Covered California, the health insurance marketplace for the state of California, has been providing coverage to Californian’s since 2013. Starting in June of 2016, I have been working with a small team to redesign the online portal that nearly 15 million Californians use to apply for and manage their health care. The redesign for the intake application was launched in early 2017 and we are currently iterating on what has been released as well as rethinking other aspects of the online experience.
Healthcare is really complicated. Looking at the original Covered California online application, it was evident that the design was heavily driven by complex policy rather than user needs. It felt very much like a government website; impersonal, unintuitive, and dense with legalese. In redesigning the website, our challenge was to build a simple and approachable experience that empowers individuals to apply for and manage their healthcare while still ensuring that the application adheres to the complex ecosystem of policies that govern health insurance.
We started out by simply observing end users (Californians) using the original application to apply for health insurance so we could understand existing pain points. The following are some insights from these observation sessions that had the largest impact on our approach for the redesign.
The following sections take a look at how each of these insights informed our design decisions.
During testing, we saw that when people were faced with multiple inputs or actions on a page, they would generally feel less confident that they had properly completed the required tasks on that page. Through the redesign, we aimed to reduce the amount of actions on a page so that the user only needed to focus on one thing at a time. While this did ultimately create more pages for the user to click through, we observed in usability testing the users were able to get through the pages more quickly and with more confidence.
Pages would require multiple inputs and for certain inputs (like who is applying for health insurance) the input was gathered on different pages.
Focusing the user's attention on one question at a time.
Everyone’s income situation is different. A lot of people have multiple sources of varying income and it can be difficult for the consumer to feel that they’ve reported it properly. Especially since so much of the eligibility determination rests on income amount, there is a lot of anxiety associated with this lack of confidence.
The old application provided very little guidance to the consumer on what income to report. In our redesign, we aimed to simplify the income reporting process by providing guidance to the consumer about exactly what they can report. We walk the consumer through all the different types of incomes they need to report and provide descriptions for each. While we may have broken the process out into more steps, we found that the specific prompts and guided steps helped the consumer feel more confident that they were including all of the possible income sources needed to determine eligibility. The guidance removed the mental burden placed on the consumer to figure what they needed to report and made the process feel simpler and more straightforward.

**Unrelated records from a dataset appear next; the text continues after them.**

Issue #439, opened 2023-07-22
Implement `gp_hedge` acquisition function


pfebrer:
**Is your feature request related to a problem? Please describe.**

I'm trying to migrate from `scikit-optimize` to this package because it seems more actively maintained. However, in `scikit-optimize` the default acquisition function was `gp_hedge`, a combination of the three acquisition functions implemented in this package, which is not implemented in this package.

**Describe the solution you'd like**
Would it be possible to add `gp_hedge` utility function to this package?

**References or alternative approaches**

The methodology is described in https://arxiv.org/pdf/1009.5419.pdf (Algorithm 2 in page 6).

And it is implemented in `scikit-optimize` loop here:
https://github.com/scikit-optimize/scikit-optimize/blob/a2369ddbc332d16d8ff173b12404b03fea472492/skopt/optimizer/optimizer.py#L538-L539

and here:

https://github.com/scikit-optimize/scikit-optimize/blob/a2369ddbc332d16d8ff173b12404b03fea472492/skopt/optimizer/optimizer.py#L596-L602

**Additional context**

I'm new to this field, so I might be missing some points like gp_hedge not being the optimal technique or being described initially in another paper.

**Are you able and willing to implement this feature yourself and open a pull request?**
- [ ] I'm not sure I would do it in the right way.

till-m:
Hi @pfebrer,

this would seem like a good addition to the project, in my opinion. However, compared to other acquisition functions, this one seems to be non-trivial to integrate into the existing codebase, primarily because the process is stateful through the `gains` vector. In all likelihood this will mean that the resulting optimization process...

- ...will not be serializable.
- ...will have no clear separation between suggest/evaluate/register.

I currently don't have the bandwidth to implement this either. You could give it a try and see if you can work around these issues in a clever way.

PS: maybe I misread the paper -- I really just scanned the pseudocode on p.6 -- and this is not actually an issue.

pfebrer:
Indeed that's the scary part about it, the acquisition function needs to keep a state.

But I don't know if it's really incompatible with the current code structure. You already define aquisition functions by initializing a python object, e.g.:

```python
utility = UtilityFunction()
```

So that object could keep a state that it's updated when you pass the utility function to the `suggest` method.

till-m:
[...]

PR #447, opened 2023-10-22
Acquisition function API redesign

till-m:
Redesign the way acquisition functions work.

Content:
- Deletes the `UtilityFunction` class and replaces it with a generic `AcquisitionFunction` base class
- Delete `acq_max`, let each acquisition function handle the maximization itself
- Adds `UpperConfidenceBound`, `ProbabilityOfImprovement` and `ExpectedImprovement` as possible utility functions
- Adds wrapper acquisition function `GPHedge` to find which of (a combination of) UCB/PoI/EI are best suited for a problem #439 
- Adds wrapper acquisition function `KrigingBeliever` to allow for async optimization #347 #365 
- Disallow constrained optimization for UCB -- the constrained optimization relies on the acquisition function being lower-bounded by zero, otherwise the rescaling doesn't make so much sense. While the old implementation seems to have worked sufficiently well, this is more principled.
- Set EI as standard acquisition function for constrained improvement
- Make the acquisition function a property of the optimizer (this should mean the the optimizer as a whole is serializable, including the acquisition function, though I haven't actually tested this). This change is **breaking** as it means `suggest`, `maximize` etc. don't take an acquisition function argument anymore.

Why?
The old `UtilityFunction` and `acq_max` were the most inflexible part of this package and their design was somewhat convoluted (e.g. providing a `kappa` parameter when using UCB). Now it should be much easier to add custom acquisition functions.

I will add more documentation later in the process, I think this shouldn't be merged before the docstring overhaul is done anyways.


till-m:
Some more changes:
- Add `ConstantLiar`
- fix a bug in `exploration_decay`
- fix a bug in `KrigingBeliever`, where the GP was fitted on the wrong data
- Adapted the `async_optimization.py` script to showcase `ConstantLiar`
- Reran some notebooks

@fmfn @bwheelz36 @leandrobbraga I will wait with merging this until the docstrings are finished, but if you'd like to give some feedback already, please do.
@pfebrer this contains GPHedge, if you'd like to give some feedback on it.
@rizhiy I added the constant liar and the kriging believer for async optimization, as well as a script based on your code in `examples/async_optimization_dummies.py`. Ideally this will eventually become a notebook. According to [this](https://www.cs.ubc.ca/labs/algorithms/EARG/stack/2010_CI_Ginsbourger-ParallelKriging.pdf), lying is the better strategy, but I wasn't sure whether it would make sense for constrained optimization, so I added the believer for that case.

bwheelz36:
Wow this is a huge amount of work. Impressive! Before we start review can you resolve the merge conflicts and make sure all the tests pass?

till-m:
> Before we start review can you resolve the merge conflicts and make sure all the tests pass?

Will do 👍  ideally I want to wait until the docs are finished to only deal with one conflict. After that I will mark the PR as ready to review :)

bwheelz36:
@till-m - will be a breaking redesign? Not necessarily against it, just want to be clear.

till-m:
> @till-m - will be a breaking redesign? Not necessarily against it, just want to be clear.

There will be some necessary breaking changes, primarily to workflows that change the acquisition function -- this is unavoidable, since the old `UtilityFunction` object has been replaced. I also (intentionally) modified the way the acquisition function is changed -- it is now a property of the optimizer (i.e. not an argument to maximize/suggest). I understand that this can be annoying for some users, but I think in the long run it will be exactly those users that will profit from this change.

If someone just calls `.maximize` nothing should change. Similarly, `suggest`-`probe`-`register` w/o messing with the acquisition function will not change either.

till-m:
@bwheelz36 I know this is a lot. I'm sorry about that 😬

bayes_opt/bayesian_optimization.py
```diff
@@ -347,29 +339,20 @@ def maximize(self,
         self.dispatch(Events.OPTIMIZATION_START)
         self._prime_queue(init_points)
 
-        old_params_used = any([param is not None for param in [acq, kappa, kappa_decay, kappa_decay_delay, xi]])
+        old_params_used = any([param is not None for param in [kappa, kappa_decay, kappa_decay_delay, xi]])
```
till-m, line 342: Maybe this would be a good opportunity to drop these parameters from the call signature.

bayes_opt/acquisition.py
```diff
@@ -0,0 +1,854 @@
...
+    pass
+
+
+class NoValidPointRegisteredError(Exception):
+    """Raised when an acquisition function depends on previous points but none are registered."""
+
+    pass
+
+
+class TargetSpaceEmptyError(Exception):
```
till-m, line 27: I'm not entirely sure whether it is appropriate to define such custom errors, or whether it would be better to use `ValueError`s and `TypeError`s here.

bayes_opt/acquisition.py
```diff
@@ -0,0 +1,854 @@
...
+        self._fit_gp(gp=gp, target_space=dummy_target_space)
+        x_max = self.base_acquisition.suggest(gp, dummy_target_space, n_random=n_random, n_l_bfgs_b=n_l_bfgs_b, fit_gp=False)
+
+        # Register the suggested point as a dummy
+        self.dummies.append(x_max)
+
+        return x_max
+
+
+class GPHedge(AcquisitionFunction):
```
till-m, line 746: I didn't want to go overboard and add too many acquisition functions. `GPHedge` and the `ConstantLiar` seemed appropriate. EIpu (#393) is additionally showcased in the notebook.

bayes_opt/bayesian_optimization.py
```diff
@@ -137,6 +136,14 @@ def __init__(self,
         self._allow_duplicate_points = allow_duplicate_points
         self._queue = Queue()
 
+        if acquisition_function is None:
```
bwheelz36, line 139: Do we want to use a default here, or do we want to throw an error - that is, if people adapt the new version, we force them to update their codes? I feel like we got ourselves in trouble in the past by silently using defaults?

bayes_opt/acquisition.py
bwheelz36: I'm not sure either actually. I've been wondering this recently myself.

On the plus side, custom errors tend to be clearer. However, for an external program/user to catch these exceptions can be annoying. 

After a bit of reading, I think that if we expect that an external program may want to handle the errors then using standard errors may be better - but if 
1. the error would be expected to be handled internally
2. OR not handled at all (that is: crash is the desired result), 
3. OR there is no standard error that can reasonably be applied
THEN a custom error may be better?

- https://softwareengineering.stackexchange.com/questions/381893/is-it-a-good-practice-to-use-self-defined-exception
- https://stackoverflow.com/questions/45735280/how-to-catch-custom-exception-in-python

bayes_opt/bayesian_optimization.py
till-m: The idea was to mirror [this line](https://github.com/bayesian-optimization/BayesianOptimization/blob/f2c720e76c6de2d5b334a3e971acdbc28ab37ed9/bayes_opt/bayesian_optimization.py#L304) in `.maximize`. So for someone not supplying any acquisition function, the behaviour should remain the same. On the other hand, if someone is used to supply an acquisition function to `.maximize` or `.suggest`, it would now crash with a `TypeError: got an unexpected keyword argument`.

till-m: there's also the option of adding an `acquisition_function` argument to `maximize` and explicitly raise an error if someone supplies it.

bayes_opt/acquisition.py
```diff
@@ -0,0 +1,854 @@
...
+    pass
+
+
+class TargetSpaceEmptyError(Exception):
+    """Raised when the target space is empty."""
+
+    pass
+
+
+class AcquisitionFunction():
```
bwheelz36, line 33: could use the [ABC](https://docs.python.org/3/library/abc.html) functionality to define the abstract base class, as well as any abstract methods using `@abstractmethod`

bayes_opt/acquisition.py
```diff
@@ -0,0 +1,854 @@
...
+                self.random_state = random_state
+            else:
+                self.random_state = RandomState(random_state)
+        else:
+            self.random_state = RandomState()
+        self.i = 0
+
+    def base_acq(self, *args, **kwargs):
+        """Provide access to the base acquisition function."""
+        raise NotImplementedError
```
bwheelz36, line 54: I think that `@abstractmethod` would be more appropriate here. `NotImlpementedError` to my understanding is intended to be used in situations where the functionality WILL eventually be implemented.

bayes_opt/bayesian_optimization.py
bwheelz36: I think the current behavior is probably good, I like that it throws an error in more complex cases.

tests/test_acquisition.py
```diff
@@ -0,0 +1,279 @@
+import pytest
+import numpy as np
+from bayes_opt import acquisition
+from sklearn.gaussian_process import GaussianProcessRegressor
+from bayes_opt.target_space import TargetSpace
+from bayes_opt.constraint import ConstraintModel
+from scipy.spatial.distance import pdist
+from bayes_opt import acquisition 
+# TODO: Add tests that checks that the acq_max actually returns the maximum
```
bwheelz36, line 9: should we open a new issue for this rather than leave the ToDo in source?

bwheelz36 (approved):
- great work @till-m. I have very few comments. I agree that this seems cleaner and more maintainable. I haven't used many different acquisition functions, so I don't have any comments on the specific implementations. 
- nitpicking, there's a number of lines `if self.y_max is None:` which are not covered by a test case. but coverage is >95% which is already extremely high, so if you don't think these need to be covered I'm fine with it.
- It is a breaking change, so when we release the next version it should be `2.0.0`
- Given the significance of the change, ideally we'd get a review from multiple people before merging. But if no one else chimes in after a week or so I think you should merge.

bayes_opt/bayesian_optimization.py
bwheelz36: do it! :-)

bayes_opt/acquisition.py
till-m: Thanks for the links! Some good answers in there.
My personal conclusion is this: I think the goal here is to crash the program with an informative error, so that the user knows what to fix. Every single one of these Errors have a clear fix, so I think it's reasonable to have custom classes here and not to conflate them with something potentially more abstract. I would lean to keeping them, though I don't have strong feelings.

bayes_opt/bayesian_optimization.py
till-m: done.

bayes_opt/acquisition.py
till-m: good call, I changed it as you suggested

bayes_opt/acquisition.py
till-m: done.

tests/test_acquisition.py
till-m: I went ahead and added these tests + deleted the line. They're basic tests (optimizing a 2d quadratic function), but I guess that's all that's needed.

till-m:
Coverage is fixed now! :)

Agree on all other points. Thanks for the review! :)

PR #457, opened 2024-01-24
Docstring overhaul

### LINKED ISSUE #427: settle on a docstring format and update all docstrings

till-m:
Resolves #427 #434 
- Rewrites most docstrings
- Uses `numpydoc`
- Include README.md in the docs
- Change links in README.md to link preferrably to docs webpage
- Change github links in README to link to the organization repo
- Replaces colors with colorama #434 
- Migrate images from `examples/` to `static/`


till-m:
It looks like something was messed up in all the merges. I will close this PR for now and have a look when I'm back on vacation.

till-m:
looking back now, I think making a big PR on a seperate branch was not a great idea...

Some of the docstring rules imposed by the `numpydocs` convention are a bit silly imo, but I guess there is an argument to be made for consistency.
Either way, this should hopefully give us a solid base of docstrings to work with. I think we can then refine how the documentation should look in the future.

perezed00 (approved):
So far everything I've seen looks good. I took the closest look at domain reduction and target space changes.

bayes_opt/domain_reduction.py
```diff
@@ -180,20 +212,47 @@ def _trim(self, new_bounds: np.array, global_bounds: np.array) -> np.array:
...
+        """Transform the bounds of the target space.
+        
+        Parameters
+        ----------
+        target_space : TargetSpace
+            TargetSpace this DomainTransformer operates on.
+        
+        Returns
+        -------
+        dict
```
perezed00, line 254:
```suggestion
        bounds : dict
```

bayes_opt/target_space.py
```diff
@@ -209,11 +297,17 @@ def register(self, params, target, constraint_value=None):
...
             else:
-                raise NotUniqueError(f'Data point {x} is not unique. You can set "allow_duplicate_points=True" to '
-                                     f'avoid this error')
+                raise NotUniqueError(f'Data point {x} is not unique. You can set'
+                                     ' "allow_duplicate_points=True" to avoid this error')
+
+        # if x is not within the bounds of the parameter space, warn the user
+        if self._bounds is not None:
+            if not np.all((self._bounds[:, 0] <= x) & (x <= self._bounds[:, 1])):
+                warn(f'\nData point {x} is outside the bounds of the parameter space. ', stacklevel=2)
```
perezed00, line 310: lines `307-310` appear to be duplicates of `312-316`

bayes_opt/target_space.py
```diff
@@ -237,17 +331,15 @@ def register(self, params, target, constraint_value=None):
...
     def probe(self, params):
-        """
-        Evaluates a single point x, to obtain the value y and then registers the
-        point and its evaluation.
+        """Evaluate the target function on a point and register the result.
 
         Notes
         -----
-        If x has been previously seen returns a cached value of y.
+        If `params` has been previously seen returns a cached value of `y`.
```
perezed00, line 338: I'm not sure I see this functionality in this function. I think its calculating and returning target every time.

bayes_opt/domain_reduction.py
perezed00: In general, should we have the fields under "Returns" have the following format? object_name : object_type ?

I understand that just reporting the type suffices, but I think a name could be more clear. Thoughts?

perezed00:
@till-m please re-request my review. My previous approval of all commits was in error.

bayes_opt/target_space.py
till-m: My bad, this must have happened when trying to fix a merge conflict.

bayes_opt/domain_reduction.py
till-m: I'm fine with either -- imo it _should_ be clear from the function name what it returns ideally, but it doesn't add much overhead.

bayes_opt/target_space.py
till-m: You're right, this was removed in #372. Should we adjust the behaviour here to return the cached value or change the docstring to reflect the current code (where this would raise an error).

till-m: In either case, we should probably check whether a point is already registered before evaluating the target function potentially unnecessarily?

bayes_opt/domain_reduction.py
bwheelz36: my vote: it's only necessary to specify return type, not return name since the name of the returned object depends on how the function is called.

.github/workflows/build_docs.yml
```diff
@@ -29,6 +29,8 @@ jobs:
           pip install nbsphinx
           pip install sphinx_rtd_theme
           pip install jupyter
+          pip install numpydoc
```
bwheelz36, line 32: I guess numpydoc isn't required in this CI file anymore?

.github/workflows/check_docstrings.yml
```diff
@@ -0,0 +1,30 @@
+# This workflow will install Python dependencies and check docstrings with a single version of Python
+# For more information see: https://help.github.com/actions/language-and-framework-guides/using-python-with-github-actions
+
+name: Check docstrings
```
bwheelz36, line 4: we could consider integrating this into the tests job, but I think for now leave as is :-)

bwheelz36:
Nice work @till-m 
I won't review all docstrings, but I see you implemented an automatic checker which I think is absolutely the right approach.

- I'm not familiar with `numpy-docs` - does it allow for configuration to ignore trivial errors?
- Will it detect missing docstrings/parameter descriptions in public methods? this is the main thing I'd really like to make sure we nail down. 
- What I have done on other code is use [flake8-docstrings](https://github.com/pycqa/flake8-docstrings) and then set it to ignore the largely spurious errors it throws up (things like missing spaces, full stops etc.)

till-m:
Hey @bwheelz36,

> I'm not familiar with numpy-docs

I think we don't actually need this to check for convention. I will remove it.

> Will it detect missing docstrings/parameter descriptions in public methods? this is the main thing I'd really like to make sure we nail down.

It will detect missing docstrings as-is
```
bayes_opt/bayesian_optimization.py:369 in public method `set_bounds`:
        D102: Missing docstring in public method
```

I didn't realize, but missing parameters needs to be explicitly enabled. I will enable it. Note that this does not detect missing docstrings of class documentation, or missing parameters in class documentation. This is due to the way `__init__` is handled.

> does it allow for configuration to ignore trivial errors?

You can additionally ignore errors by passing ` --add-ignore <error code>` in the call. Unfortunately one cannot ignore individual lines (similar to `noqa`). The tool you sent is actually a wrapper around `pydocstyle`, so it behaves the same (except it additionally produces a number of linting issues). If we want to additionally add linting rules, we could also do that, though in that case I would suggest to use `ruff` which has the advantage of being both very comprehensive and very fast. However, if we want to use `ruff` we should merge #458 into this branch, as it requires the `pyproject.toml`.

.github/workflows/build_docs.yml
till-m: removed!

bayes_opt/target_space.py
till-m: I changed the behaviour to be in line with the docstring again.

bayes_opt/target_space.py
```diff
@@ -136,23 +205,44 @@ def mask(self):
...
+
+        Parameters
+        ----------
+        params : dict
+            a single point, with len(x) == self.dim.
+
+        Returns
+        -------
+        np.ndarray
+            Representation of the parameters as dictionary.
```
perezed00, line 220:
```suggestion
            Representation of the parameters as an array.
```
I think the previous version was a typo

perezed00:
I took a second look at revisions in domain reduction, target space files, and several other `.py` files. However, I haven't looked at `util.py`, `logger.py`, or `constraint.py`

Within the files I checked, the suggestions I made were all rather small and generally things look good. Great work on this.

bayes_opt/target_space.py
till-m: Good catch, thanks!

bwheelz36:
@till-m - ruff looks really cool. I'm keen to try it out in some projects - but agree right now is not the time or place for this one :-)

till-m:
From my side, this PR is mostly good to go, except for a review of the README changes. Does anyone else have any other hold-ups?

README.md
```diff
@@ -277,54 +271,71 @@ load_logs(new_optimizer, logs=["./logs.log"]);
...
+    author={Gardner, Jacob R and Kusner, Matt J and Xu, Zhixiang Eddie and Weinberger, Kilian Q and Cunningham, John P},
+    booktitle={ICML},
+    volume={2014},
+    pages={937--945},
+    year={2014}
 }
 ```
 
-# Dependencies
+### Dependencies
```
bwheelz36, line 333: suggest we remove this - it should be clear from the packaging tools. it is even now, and will be more so when we switch to poetry

README.md
```diff
@@ -277,54 +271,71 @@ load_logs(new_optimizer, logs=["./logs.log"]);
...
-
-      conda install -c conda-forge bayesian-optimization
-
-The bleeding edge version can be installed with:
-
-    pip install git+https://github.com/fmfn/BayesianOptimization.git
+## Installing from GitHub
+To install directly from master, simply run
+```
+pip install https://github.com/bayesian-optimization/BayesianOptimization/archive/master.zip
```
bwheelz36, line 279: we added this while we couldn't access pypi, which is fixed now. we could probably remove now?

README.md
```diff
@@ -1,16 +1,18 @@
 <div align="center">
-  <img src="https://github.com/fmfn/BayesianOptimization/blob/master/examples/func.png"><br><br>
+  <img src="https://raw.githubusercontent.com/bayesian-optimization/BayesianOptimization/master/static/func.png"><br><br>
```
bwheelz36, line 2: if I look at your branch, it appears this image is missing now? can you double check this link still works?

bwheelz36:
> From my side, this PR is mostly good to go, except for a review of the README changes. Does anyone else have any other hold-ups?

Just took a look at readme - made a few minor suggestions, but looks great to me!

README.md
till-m: done.

README.md
till-m: done.

till-m:
If someone would still like to have a look, please let me know. Otherwise I will merge this early next week.

till-m:
Thanks everyone for the help! Glad to see this is done -- even if it isn't perfect right now, we can work to make it better in the future! :)

@bwheelz36 looks like the image renders correctly: [link](http://bayesian-optimization.github.io/BayesianOptimization/quickstart.html)

PR #479, opened 2024-06-20
Fix 478, fix data out-of-sync issue in target space

### LINKED ISSUE #478: Logging for multiple constraints to be fixed
**Describe the bug**
Using 'scipy == 1.11.1' with 'bayesian-optimization == 1.4.0' I see that I cannot log if multiple constraints are defined:

```python
def constraint_function_2_dim(x, y):
    return np.array([
        - np.cos(x) * np.cos(y) + np.sin(x) * np.sin(y),
        - np.cos(x) * np.cos(-y) + np.sin(x) * np.sin(-y)]).tolist()

constraint_lower = np.array([-np.inf, -np.inf]).tolist()
constraint_upper = np.array([0., 0.]).tolist()

constraint = NonlinearConstraint(constraint_function_2_dim, constraint_lower, constraint_upper)
    f=target_function,
    constraint=constraint,
    pbounds=pbounds,
    verbose=0, # verbose = 1 prints only when a maximum is observed, verbose = 0 is silent
    random_state=1,
)
 
 
logger = JSONLogger(path="./log_multiple_constraints")  # writes logs.json
optimizer.subscribe(Events.OPTIMIZATION_STEP, logger)
 
optimizer.maximize(
    init_points=2,
    n_iter=10,
)
```

getting the error:
`Object of type ndarray is not JSON serializable`

We suggest to fix this way:
modify `target_space.py` this way:

```
def res(self):

        if self._constraint is None:
            params = [dict(zip(self.keys, p)) for p in self.params]

            return [
                {"target": target, "params": param}
                for target, param in zip(self.target, params)
            ]
        else:
            params = [dict(zip(self.keys, p)) for p in self.params]

            return [
                {
                    "target": target,
                    "constraint": constraint_value.tolist(),
                    "params": param,
                    "allowed": allowed
                }
                for target, constraint_value, param, allowed in zip(
                    self.target,
                    self._constraint_values,
                    params,
                    self._constraint.allowed(self._constraint_values)
                )
            ]
```

(basically, adding "tolist()" to constraint_value in the returned list)

Thanks a lot!

till-m:
Fixes #478 + adds a test case for this.

Additionally, create copies during `.register()`. This makes sure that if something goes wrong during the registration phase, the target space remains unchanged. Previously, this could lead to a differing number of entries in `targets`/`params`/`constraints`, depending on where the error occurred.


till-m:
The `fontsize` problem seems to be related to a change in matplotlib, not to the other changes here.

bwheelz36:
will review today :-)

bwheelz36 (approved):
lgtm. no comments :-)

PR #485, opened 2024-06-25
Move static folder

### LINKED ISSUE #467: Move `static` inside `docsrc`
Very minor detail, but to avoid clutter, we could move the static images inside docsrc. Would require updating all the relative image paths - I'm happy to do it if you agree @till-m?

bwheelz36:
this turned out to be a lot more work/ changes than I expected...

- Fixes #467 
- Updates the build_docs CI job to use pyproject.toml and poetry
- also added a link to the scikit learn docs on different GP kernels to advanced tour notebook


.github/workflows/build_docs.yml
```diff
@@ -22,21 +22,15 @@ jobs:
...
-          pip install myst-parser
-      - name: Install package
-        run: |
-          pip install -e .
+          poetry install --with dev,nbtools
       - name: build sphinx docs
         run: |
           cd docsrc
-          make github
+          poetry run make github
```
till-m, line 33: Is there a reason why we need to run these commands with poetry?

docsrc/Makefile
```diff
@@ -15,10 +15,10 @@ BUILDDIR      = ../docs
 .PHONY: help Makefile
 
 github:
-	@cp ../README.md .
-	@cp -r ../static .
+# 	@cp ../README.md .
 	@make html
 	@cp -a ../docs/html/. ../docs
+	@ cp -r ../docsrc/ ../docs
```
till-m, line 21: Nitpick

```suggestion
	@cp -r ../docsrc/ ../docs
```

till-m (approved):

.github/workflows/build_docs.yml
bwheelz36: No, just the easiest way to activate the venv. You don't like it?

till-m: Ah I see otherwise the job fails. All good, thanks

When people are faced with text-heavy pages, the majority of the time people do not read. The more common behavior is to scan the page for headers and obvious actions. We also heard that a big part of what made applying for health insurance so intimidating was the language. The old application communicated to the user using healthcare jargon that even some of our clients had a difficult time understanding. As part of the redesign, the content throughout the application is at a 6th grade reading level or lower. Additionally, we also reduced the amount of text on a page and only surfaced the most important information required in that moment.
As designers, we’ve all heard the phrase “if you design for everyone, you design for no one”. When creating most products, it is possible to identify a core group of users and create a design that specifically meets their needs. However, when designing a product that is inherently meant to be used by all, we must embrace the challenge. Our team decided that designing for everyone didn’t mean designing every imaginable use case. Instead, we decided to prioritize our MVPs, or “most vulnerable people”. We defined MVPs as users who might have a disability, lower tech proficiency, lower reading levels, etc.
CalHEERS (California Healthcare Eligibility, Enrollment, and Retention System) is the convergence of two sponsors, Covered California (CC) and Department of Healthcare Services (DHCS). Covered California is a for-profit health insurance marketplace and DHCS is a state agency that covers low-income and disadvantaged Californians. Together, CC and DHCS have joined forces to create a single application that Californians use to apply for health insurance. This is the application that we have been redesigning. Answering to two clients is tough. While both have a passion and unwavering dedication to the same underlying cause, providing healthcare to all Californians, each still have unique business goals and requirements. For our team, the challenge was to incorporate each business’s unique requirements while creating a cohesive experience for the consumer. We found that the best way to align the two groups was to keep the consumer at the center of the conversation and always ask for the "why" behind a requirement.